Return each entry exactly, with none missing.

(Extracted material)

PR #367, opened 2021-01-29
perform flow inference based on ==

hishamhm:
Makes code such as this valid:

```
local x: number | string

if x == 9 then
   print(x + 2)
end
```

A more interesting use is propagating string constants into enums:

```
local enum Direction
   "north"
   "south"
   "east"
   "west"
end

local function f(d: Direction)
   print(d)
end

local s: string
if s == "north" or s == "south" then
   f(s)
end
```

Note that _assignments_ do not (yet) propagate, since that would require a proper constant propagation algorithm. This is more of a clever hack reusing the conservative flow analysis I had implemented for `is`.

### DIFF
--- a/spec/operator/eq_spec.lua
+++ b/spec/operator/eq_spec.lua
@@ -79,6 +79,62 @@ describe("flow analysis with ==", function()
          { msg = "cannot index something that is not a record: number | string" }
       }))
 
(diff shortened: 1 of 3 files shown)


hishamhm:
I'm going to go ahead and merge this and see what happens. If any feedback comes up, we'll adjust the inference rules accordingly!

(End Extracted material)

(Output):
PR #367, opened 2021-01-29
perform flow inference based on ==

hishamhm:
Makes code such as this valid:

```
local x: number | string

if x == 9 then
   print(x + 2)
end
```

A more interesting use is propagating string constants into enums:

```
local enum Direction
   "north"
   "south"
   "east"
   "west"
end

local function f(d: Direction)
   print(d)
end

local s: string
if s == "north" or s == "south" then
   f(s)
end
```

Note that _assignments_ do not (yet) propagate, since that would require a proper constant propagation algorithm. This is more of a clever hack reusing the conservative flow analysis I had implemented for `is`.

### DIFF
--- a/spec/operator/eq_spec.lua
+++ b/spec/operator/eq_spec.lua
@@ -79,6 +79,62 @@ describe("flow analysis with ==", function()
          { msg = "cannot index something that is not a record: number | string" }
       }))
 
(diff shortened: 1 of 3 files shown)


hishamhm:
I'm going to go ahead and merge this and see what happens. If any feedback comes up, we'll adjust the inference rules accordingly!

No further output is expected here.